WHAT YOU ARE ASKED TO DO: List all lines of the data that include the string "support".

PROVIDED MATERIAL:
────

PR #948, opened 2016-03-09
Storing byte code size in the byte code header.

zherczeg:
This reduces the memory consumption, because the new allocator uses less memory if
the size as available when a block is freed. Snapshot generation is also simplified.

### DIFF
--- a/jerry-core/ecma/base/ecma-globals.h
+++ b/jerry-core/ecma/base/ecma-globals.h
@@ -741,16 +741,14 @@ typedef uintptr_t ecma_external_pointer_t;
   */
 typedef struct
 {
-  uint16_t status_flags;            /**< various status flags */
+  uint16_t size;                    /**< real size >> MEM_ALIGNMENT_LOG */
+  uint16_t refs;                    /**< reference counter for the byte code */
+  uint16_t status_flags;            /**< various status flags:
+                                      *    CBC_CODE_FLAGS_FUNCTION flag tells whether
+                                      *    the byte code is function or regular expression.
+                                      *    If function, the other flags must be CBC_CODE_FLAGS...
+                                      *    If regexp, the other flags must be RE_FLAG... */
 } ecma_compiled_code_t;
-
-/**
- * Shift value for byte code reference counting.
- * The last 10 bit of the first uint16_t value
- * of compact byte code or regexp byte code
- * is reserved for reference counting.
- */
-#define ECMA_BYTECODE_REF_SHIFT 6
 
 /**
  * @}
--- a/jerry-core/ecma/base/ecma-helpers.c
+++ b/jerry-core/ecma/base/ecma-helpers.c
@@ -1316,12 +1316,12 @@ void
 ecma_bytecode_ref (ecma_compiled_code_t *bytecode_p) /**< byte code pointer */
 {
   /* Abort program if maximum reference number is reached. */
-  if ((bytecode_p->status_flags >> ECMA_BYTECODE_REF_SHIFT) >= 0x3ff)
+  if (bytecode_p->refs >= UINT16_MAX)
   {
     jerry_fatal (ERR_REF_COUNT_LIMIT);
   }
 
-  bytecode_p->status_flags = (uint16_t) (bytecode_p->status_flags + (1u << ECMA_BYTECODE_REF_SHIFT));
+  bytecode_p->refs++;
 } /* ecma_bytecode_ref */
 
 /**
@@ -1331,11 +1331,11 @@ ecma_bytecode_ref (ecma_compiled_code_t *bytecode_p) /**< byte code pointer */
 void
 ecma_bytecode_deref (ecma_compiled_code_t *bytecode_p) /**< byte code pointer */
 {
-  JERRY_ASSERT ((bytecode_p->status_flags >> ECMA_BYTECODE_REF_SHIFT) > 0);
+  JERRY_ASSERT (bytecode_p->refs > 0);
 
-  bytecode_p->status_flags = (uint16_t) (bytecode_p->status_flags - (1u << ECMA_BYTECODE_REF_SHIFT));
+  bytecode_p->refs--;
 
-  if (bytecode_p->status_flags >= (1u << ECMA_BYTECODE_REF_SHIFT))
+  if (bytecode_p->refs > 0)
   {
     /* Non-zero reference counter. */
     return;
@@ -1388,7 +1388,8 @@ ecma_bytecode_deref (ecma_compiled_code_t *bytecode_p) /**< byte code pointer */
 #endif /* !CONFIG_ECMA_COMPACT_PROFILE_DISABLE_REGEXP_BUILTIN */
   }
 
-  mem_heap_free_block_size_stored (bytecode_p);
+  mem_heap_free_block (bytecode_p,
+                       ((size_t) bytecode_p->size) << MEM_ALIGNMENT_LOG);
 } /* ecma_bytecode_deref */
 
 /**
--- a/jerry-core/jerry-snapshot.h
+++ b/jerry-core/jerry-snapshot.h
@@ -24,27 +24,19 @@
  */
 typedef struct
 {
-  uint32_t last_compiled_code_offset; /**< offset of the last compiled code */
+  /* The size of this structure is recommended to be divisible by
+   * MEM_ALIGNMENT. Otherwise some bytes after the header are wasted. */
+  uint32_t version; /**< version number */
+  uint32_t lit_table_offset; /**< offset of the literal table */
   uint32_t lit_table_size; /**< size of literal table */
-  __extension__ uint32_t is_run_global : 1; /**< flag, indicating whether the snapshot
-                                             *   was dumped as 'Global scope'-mode code (true)
-                                             *   or as eval-mode code (false) */
+  uint32_t is_run_global; /**< flag, indicating whether the snapshot
+                            *   was dumped as 'Global scope'-mode code (true)
+                            *   or as eval-mode code (false) */
 } jerry_snapshot_header_t;
 
 /**
  * Jerry snapshot format version
  */
-#define JERRY_SNAPSHOT_VERSION (3u)
-
-#ifdef JERRY_ENABLE_SNAPSHOT_SAVE
-
-/* Snapshot support functions */
-
-extern bool snapshot_report_byte_code_compilation;
-
-extern void
-snapshot_add_compiled_code (ecma_compiled_code_t *, const uint8_t *, uint32_t);
-
-#endif /* JERRY_ENABLE_SNAPSHOT_SAVE */
+#define JERRY_SNAPSHOT_VERSION (4u)
 
 #endif /* !JERRY_SNAPSHOT_H */
--- a/jerry-core/jerry.c
+++ b/jerry-core/jerry.c
@@ -1832,41 +1832,24 @@ jerry_register_external_magic_strings (const jerry_api_char_ptr_t *ex_str_items,
 #ifdef JERRY_ENABLE_SNAPSHOT_SAVE
 
 /*
- * Tells whether snapshot taking is in progress.
- */
-bool snapshot_report_byte_code_compilation = false;
-
-/*
- * Mapping snapshot to offset.
- */
-typedef struct
-{
-  mem_cpointer_t next_cp;
-  mem_cpointer_t compiled_code_cp;
-  uint16_t offset;
-} compiled_code_map_entry_t;
-
-/*
  * Variables required to take a snapshot.
  */
-static size_t snapshot_buffer_write_offset;
-static size_t snapshot_last_compiled_code_offset;
 static bool snapshot_error_occured;
+static size_t snapshot_buffer_write_offset;
 static uint8_t *snapshot_buffer_p;
 static size_t snapshot_buffer_size;
-static compiled_code_map_entry_t *snapshot_map_entries_p;
 
 /**
  * Snapshot callback for byte codes.
+ *
+ * @return start offset
  */
-void
-snapshot_add_compiled_code (ecma_compiled_code_t *compiled_code_p, /**< compiled code */
-                            const uint8_t *regexp_pattern, /**< regular expression pattern */
-                            uint32_t size) /**< compiled code or regular expression size */
+static uint16_t
+snapshot_add_compiled_code (ecma_compiled_code_t *compiled_code_p) /**< compiled code */
 {
   if (snapshot_error_occured)
   {
-    return;
+    return 0;
   }
 
   JERRY_ASSERT ((snapshot_buffer_write_offset & (MEM_ALIGNMENT - 1)) == 0);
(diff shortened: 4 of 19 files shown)


jerry-core/ecma/base/ecma-helpers.c
```diff
@@ -1316,12 +1316,12 @@ void
 ecma_bytecode_ref (ecma_compiled_code_t *bytecode_p) /**< byte code pointer */
 {
   /* Abort program if maximum reference number is reached. */
-  if ((bytecode_p->status_flags >> ECMA_BYTECODE_REF_SHIFT) >= 0x3ff)
+  if (bytecode_p->refs >= 0xffff)
```
franc0is: use `UINT16_MAX`

jerry-core/ecma/base/ecma-globals.h
```diff
@@ -741,18 +741,12 @@ typedef uintptr_t ecma_external_pointer_t;
   */
 typedef struct
 {
-  uint16_t status_flags;            /**< various status flags */
+  uint16_t size;                    /**< real size >> MEM_ALIGNMENT_LOG */
+  uint16_t refs;                    /**< reference counter for the byte code */
+  uint16_t status_flags;            /**< various status flags. */
```
franc0is: Are the flags used for anything after you broke out the references? If not, why keep the field at all?

jerry-core/jerry.c
```diff
@@ -1845,81 +1828,112 @@ snapshot_add_compiled_code (ecma_compiled_code_t *compiled_code_p, /**< compiled
...
+    return 0;
   }
 
-  snapshot_last_compiled_code_offset = snapshot_buffer_write_offset;
+  uint16_t start_offset = (uint16_t) (snapshot_buffer_write_offset >> MEM_ALIGNMENT_LOG);
+  ecma_compiled_code_t *copied_compiled_code_p;
 
-  compiled_code_map_entry_t *new_entry;
-  new_entry = (compiled_code_map_entry_t *) mem_heap_alloc_block (sizeof (compiled_code_map_entry_t));
+  copied_compiled_code_p = (ecma_compiled_code_t *) (snapshot_buffer_p + snapshot_buffer_write_offset);
```
franc0is: declare and define on a single line

jerry-core/jerry.c
```diff
@@ -1845,81 +1828,112 @@ snapshot_add_compiled_code (ecma_compiled_code_t *compiled_code_p, /**< compiled
...
-      return;
     }
 
-    data_p = regexp_pattern;
+    MEM_FINALIZE_LOCAL_ARRAY (buffer_p);
+
+    snapshot_buffer_write_offset = JERRY_ALIGNUP (snapshot_buffer_write_offset, MEM_ALIGNMENT);
+
+    /* Regexp character size is stored in refs. */
+    copied_compiled_code_p->refs = (uint16_t) pattern_size;
```
franc0is: This seems to rely on the re_compiled_code_t and ecma_compiled_code_t structs to stay stable relative to each other. Why not create a new re_compiled_code_t variable pointing at the same memory instead?

jerry-core/jerry.c
```diff
@@ -2079,64 +2047,56 @@ jerry_parse_and_save_snapshot (const jerry_api_char_t *source_p, /**< script sou
...
+    return 0;
+  }
 
-      jrt_write_to_buffer_by_offset (buffer_p,
-                                     buffer_size,
-                                     &header_offset,
-                                     &header,
-                                     sizeof (header));
+  jerry_snapshot_header_t header;
+  header.version = JERRY_SNAPSHOT_VERSION;
```
franc0is: Any reason why you wouldn't prefer struct initilization here?
```
jerry_snapshot_header_t header = {
  .version = JERRY_SNAPSHOT_VERSION,
  ...
};
```

It has the advantage that new fields added to the structure are zeroed out rather than left uninitialized.

jerry-core/jerry.c
```diff
@@ -2213,21 +2169,25 @@ snapshot_load_compiled_code (const uint8_t *snapshot_data_p, /**< snapshot data
     header_size = sizeof (cbc_uint8_arguments_t);
   }
 
-  if (copy_bytecode)
+  if (copy_bytecode
+      || (header_size + (literal_end * sizeof (uint16_t)) + 8 > code_size))
```
franc0is: can something more descriptive be used instead of `+ 8` ?

jerry-core/parser/js/byte-code.h
```diff
@@ -617,6 +617,8 @@
  */
 typedef struct
 {
+  uint16_t size;                    /**< real size >> MEM_ALIGNMENT_LOG */
```
franc0is: why not embed an `ecma_compiled_code_t` in these structs instead of copying the structure?

jerry-core/parser/js/js-parser-limits.h
```diff
@@ -54,7 +54,7 @@
 /* Maximum code size.
  * Limit: 16777215. Recommended: 65535, 16777215. */
 #ifndef PARSER_MAXIMUM_CODE_SIZE
-#define PARSER_MAXIMUM_CODE_SIZE 16777215
+#define PARSER_MAXIMUM_CODE_SIZE (65535 << (MEM_ALIGNMENT_LOG))
```
franc0is: Looks suspiciously like UINT16_MAX

jerry-core/ecma/base/ecma-globals.h
zherczeg: The flags contains whether the byte code is function or regexp, so it is still important. The other flag bits depends on this.

jerry-core/jerry.c
zherczeg: Would break the 120 character maximum line length. Other kind of line breaking is also not allowed so this is our only option currently.

jerry-core/jerry.c
zherczeg: I don't understand this.

jerry-core/jerry.c
zherczeg: Unfortunately you have to put { to the next line and I don't like that form. There cannot be any fields which are not initialized of this structure.

jerry-core/parser/js/byte-code.h
zherczeg: This could be done in a follow-up patch. This patch is big enough, and I am sure such a change will require several line changes.

jerry-core/parser/js/js-parser-limits.h
zherczeg: In this file numbers are explicit, so I prefer it this way.

LaszloLango:
@zherczeg, please rebase to the current master

zherczeg:
Raspberry Pi2 results:

                      Benchmark |          RSS(+ is better) |                   Perf(+ is better)
                     3d-cube.js |   80k ->   76k :  +5.000% |   2.530s ->   2.552s :  -0.870%  (+-0.892%) : [≈]
         access-binary-trees.js |   80k ->   76k :  +5.000% |   1.334s ->   1.348s :  -1.049%  (+-1.098%) : [≈]
             access-fannkuch.js |   40k ->   32k : +20.000% |   7.546s ->   7.596s :  -0.663%  (+-1.132%) : [≈]
                access-nbody.js |   40k ->   36k : +10.000% |   2.914s ->   2.920s :  -0.206%  (+-0.806%) : [≈]
    bitops-3bit-bits-in-byte.js |   28k ->   24k : +14.286% |   1.666s ->   1.684s :  -1.080%  (+-0.963%) : [-]
         bitops-bits-in-byte.js |   28k ->   24k : +14.286% |   2.420s ->   2.472s :  -2.149%  (+-0.932%) : [-]
          bitops-bitwise-and.js |   32k ->   24k : +25.000% |   3.290s ->   3.260s :  +0.912%  (+-1.318%) : [≈]
          bitops-nsieve-bits.js |  152k ->  148k :  +2.632% |  20.138s ->  20.132s :  +0.030%  (+-1.035%) : [≈]
       controlflow-recursive.js |  140k ->  136k :  +2.857% |   0.926s ->   0.932s :  -0.648%  (+-1.578%) : [≈]
                  crypto-aes.js |  108k ->  104k :  +3.704% |   3.544s ->   3.502s :  +1.185%  (+-0.575%) : [+]
                  crypto-md5.js |  176k ->  164k :  +6.818% |   7.128s ->   7.180s :  -0.730%  (+-1.304%) : [≈]
                 crypto-sha1.js |  124k ->  116k :  +6.452% |   3.884s ->   3.890s :  -0.154%  (+-0.712%) : [≈]
           date-format-tofte.js |   64k ->   60k :  +6.250% |   2.152s ->   2.168s :  -0.743%  (+-1.488%) : [≈]
           date-format-xparb.js |   56k ->   52k :  +7.143% |   0.856s ->   0.848s :  +0.935%  (+-2.399%) : [≈]
                 math-cordic.js |   36k ->   32k : +11.111% |   2.898s ->   2.880s :  +0.621%  (+-1.360%) : [≈]
           math-partial-sums.js |   32k ->   24k : +25.000% |   1.584s ->   1.574s :  +0.631%  (+-1.004%) : [≈]
          math-spectral-norm.js |   36k ->   32k : +11.111% |   1.430s ->   1.432s :  -0.140%  (+-0.644%) : [≈]
               string-base64.js |  156k ->  152k :  +2.564% |  30.992s ->  30.930s :  +0.200%  (+-0.876%) : [≈]
                string-fasta.js |   40k ->   36k : +10.000% |   3.504s ->   3.386s :  +3.368%  (+-1.091%) : [+]
                Geometric mean: |    RSS reduction: 10.232% |                Speed up: -0.022% (+-0.273%) : [≈]

## Binary sizes ##
master: 183,388
branch: 182,948

jerry-core/parser/js/byte-code.h
zherczeg: Anyway, this is a good idea.

LaszloLango:
I'd use the `'u'`suffix for number constants for unsigned variables and return types. LGTM besides that. Nice improvement.

jerry-core/jerry-snapshot.h
```diff
@@ -24,27 +24,17 @@
...
 typedef struct
 {
-  uint32_t last_compiled_code_offset; /**< offset of the last compiled code */
+  uint32_t version; /**< version number */
+  uint32_t lit_table_offset; /**< offset of the literal table */
   uint32_t lit_table_size; /**< size of literal table */
-  __extension__ uint32_t is_run_global : 1; /**< flag, indicating whether the snapshot
-                                             *   was dumped as 'Global scope'-mode code (true)
-                                             *   or as eval-mode code (false) */
+  uint8_t is_run_global; /**< flag, indicating whether the snapshot
```
akiss77: Why not simply use the type `bool` here? I don't see any alignment requirements or need for multiple flags that would necessitate an integer type with fixed bit-length.

jerry-core/jerry.c
```diff
@@ -2023,42 +2019,19 @@ jerry_parse_and_save_snapshot (const jerry_api_char_t *source_p, /**< script sou
...
-  snapshot_report_byte_code_compilation = true;
   jerry_api_object_t *error_obj_p = NULL;
 
   if (is_for_global)
   {
-    parse_status = parser_parse_script (source_p, source_size, &bytecode_data_p, &error_obj_p);
+    parse_status = parser_parse_script (source_p,
+                                        source_size,
+                                        &bytecode_data_p,
+                                        &error_obj_p);
```
akiss77: Did anything else change here other than whitespace? If no, why the change then? The original code still seemed to fit within the 120 chars-per-line limit.

jerry-core/jerry-snapshot.h
zherczeg: I don't like using bools in structures because its storage size is unclear to me.

jerry-core/jerry.c
zherczeg: Because parser_parse_eval below uses this style, and for me this looked ugly.

jerry-core/jrt/jrt.h
```diff
@@ -204,7 +204,7 @@ extern void __noreturn jerry_fatal (jerry_fatal_code_t);
  *
  * Returns minimum positive value, that divides @a alignment and is more than or equal to @a value
  */
-#define JERRY_ALIGNUP(value, alignment) ((alignment) * (((value) + (alignment) - 1) / (alignment)))
+#define JERRY_ALIGNUP(value, alignment) (((value) + ((alignment) - 1)) & ~((alignment) - 1))
```
akiss77: This works only if `alignment` is a power of two, while original version worked for any positive integer number. True enough, power-of-2 alignments are used in practice, but then please update the doc accordingly.

jerry-core/parser/js/common.h
```diff
@@ -52,11 +52,11 @@
...
 
-#define PARSER_MALLOC(size) mem_heap_alloc_block_store_size (size)
-#define PARSER_FREE(ptr) mem_heap_free_block_size_stored ((void *) ptr)
+#define PARSER_MALLOC(size) mem_heap_alloc_block (size)
+#define PARSER_FREE(ptr, size) mem_heap_free_block ((ptr), (size))
 
-#define PARSER_MALLOC_LOCAL(size) mem_heap_alloc_block_store_size (size)
-#define PARSER_FREE_LOCAL(ptr) mem_heap_free_block_size_stored (ptr)
+#define PARSER_MALLOC_LOCAL(size) mem_heap_alloc_block (size)
+#define PARSER_FREE_LOCAL(ptr, size) mem_heap_free_block ((ptr), (size))
```
akiss77: Do we still need to keep these macros?
- They seem to duplicate each other.
- Their only valid uses seem to be in js-parser-mem.c.
- This patch already replaces them at some points.

I'd vote for replacing them with calls to `parser__{malloc,free}[_local]` or `mem_heap_{alloc,free}_block`, depending on the use case.

jerry-core/jerry.c
akiss77: _This_ style takes too much vertical space from my screen for a single statement but _de gustibus non est disputandum_.

jerry-core/jerry-snapshot.h
akiss77: First I thought that exact size does not matter here since the struct is not used that often. Now I realize that it does matter, since this header becomes part of the snapshot buffer and will be written to disk, so we will need to know the exact offsets of fields and data, etc. That's really a point against `bool`.

However, there might still be some issues with `uint_8` and also with the way the snapshot buffer is constructed (in jerry.c). The size of a struct may differ from machine to machine, AFAIK it's up to the compiler to define alignments, padding, whatnot. Would this struct be packed, then its size would be 13 bytes, on a regular 32 bit machine it would most probably be 16 bytes in unpacked form, but actually there is no guarantee for that (and there may be exotic architectures where we might get a different result). Making the last field `uint32_t` makes things a bit more portable IMHO.

As for my just-realized concerns with jerry.c, I'll make a comment there.

jerry-core/jerry.c
```diff
@@ -2023,42 +2019,19 @@ jerry_parse_and_save_snapshot (const jerry_api_char_t *source_p, /**< script sou
   jsp_status_t parse_status;
   ecma_compiled_code_t *bytecode_data_p;
 
-  snapshot_buffer_write_offset = 0;
-  snapshot_last_compiled_code_offset = 0;
+  snapshot_buffer_write_offset = JERRY_ALIGNUP (sizeof (jerry_snapshot_header_t),
+                                                MEM_ALIGNMENT);
```
akiss77: As we construct the snapshot buffer, we seem to use alignments based on `MEM_ALIGNMENT` and `MEM_ALIGNMENT_LOG` (scattered all around the code, not just here). Do we realize that changing those defines invalidates all our snapshots? I mean, there is a `JERRY_SNAPSHOT_VERSION` macro which is incremented every time there is a breaking change to the snapshot format (just like this patch). Memory alignment seems only to be a memory configuration parameter, I'm not sure it should have any effect on the snapshot format.

jerry-core/jerry.c
```diff
@@ -1841,81 +1824,117 @@ snapshot_add_compiled_code (ecma_compiled_code_t *compiled_code_p, /**< compiled
...
-  snapshot_last_compiled_code_offset = snapshot_buffer_write_offset;
+  uint16_t start_offset = (uint16_t) (snapshot_buffer_write_offset >> MEM_ALIGNMENT_LOG);
+  ecma_compiled_code_t *copied_compiled_code_p;
 
-  compiled_code_map_entry_t *new_entry;
-  new_entry = (compiled_code_map_entry_t *) mem_heap_alloc_block (sizeof (compiled_code_map_entry_t));
+  copied_compiled_code_p = (ecma_compiled_code_t *) (snapshot_buffer_p + snapshot_buffer_write_offset);
 
-  if (new_entry == NULL)
+  if (!(compiled_code_p->status_flags & CBC_CODE_FLAGS_FUNCTION))
```
akiss77: The issue that @franc0is also mentioned is that within the body of this `if` we know that we are actually not dealing with `ecma_compiled_code_t` but `re_compiled_code_t`. It would be much comprehendible (and even safer) to access whatever fields we access as fields of `re_compiled_code_t` (by casting `compiled_code_p`).

Moreover, it should be noted at the struct declarations that the first 3 fields _must_ always be kept in sync.

jerry-core/ecma/base/ecma-globals.h
akiss77: The doc of this field should be amended with some short description of the valid flags (e.g., "various status flags (CBC_CODE_FLAGS_xxx)")

jerry-core/jerry.c
zherczeg: This simplifies things. There are much more complex things we should worry about.

jerry-core/jerry.c
zherczeg: No, saving a regex is not saving its byte code. We are only saving the ecma_compiled_code_t as a header and the pattern string. So we are not dealing with re_compiled_code_t.

zherczeg:
Issues fixed.

jerry-core/jerry.c
zherczeg: Basically all offsets in the snapshot are shifted with MEM_ALIGNMENT_LOG. We could support different alignments and other endian supports, but I would prefer that in a separate patch. I think we should evaluate the overhead first (whether it is worth it).

jerry-core/jerry.c
akiss77: At line 1847 we have `((re_compiled_code_t *) compiled_code_p)->pattern_cp`, which hints that `compiled_code_p` is a regex compiled code. However, it's true that `copied_compiled_code_p` is an `ecma_compiled_code_t`. Since it seems that `compiled_code_p` is only used once, leave it as is.

jerry-core/parser/js/common.c
```diff
@@ -165,7 +165,7 @@ util_free_literal (lexer_literal_t *literal_p) /**< literal */
   {
     if (!(literal_p->status_flags & LEXER_FLAG_SOURCE_PTR))
     {
-      PARSER_FREE ((uint8_t *) literal_p->u.char_p);
+      mem_heap_free_block_size_stored ((uint8_t *) literal_p->u.char_p);
```
akiss77: Better cast this to `void *`

jerry-core/parser/js/js-parser.c
```diff
@@ -105,7 +105,7 @@ parser_compute_indicies (parser_context_t *context_p, /**< context */
 
         if (!(literal_p->status_flags & LEXER_FLAG_SOURCE_PTR))
         {
-          PARSER_FREE ((uint8_t *) char_p);
+          mem_heap_free_block_size_stored ((uint8_t *) char_p);
```
akiss77: ditto

akiss77:
After the casts are fixed, LGTM (FWIW)

jerry-core/jerry.c
franc0is: It's fine if this is just not acceptable style for this project. I was only pointing it out because I recently had to fix a pretty nasty regression where a field was added to a struct that was initialized field by field as you do here and ended up uninitialized:

```
typedef struct {
  int a;
  int b;
  int c;
} foo_t;
...
foo_t bar;
// when this code was written, foo_t only had two fields, a and b.
bar.a = 1;
bar.b = 2;
...
// bar.c is uninitialized
```

zherczeg:
I hope I fixed everything.

LaszloLango:
LGTM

────

ANSWER SECTION:
-/* Snapshot support functions */
zherczeg: Basically all offsets in the snapshot are shifted with MEM_ALIGNMENT_LOG. We could support different alignments and other endian supports, but I would prefer that in a separate patch. I think we should evaluate the overhead first (whether it is worth it).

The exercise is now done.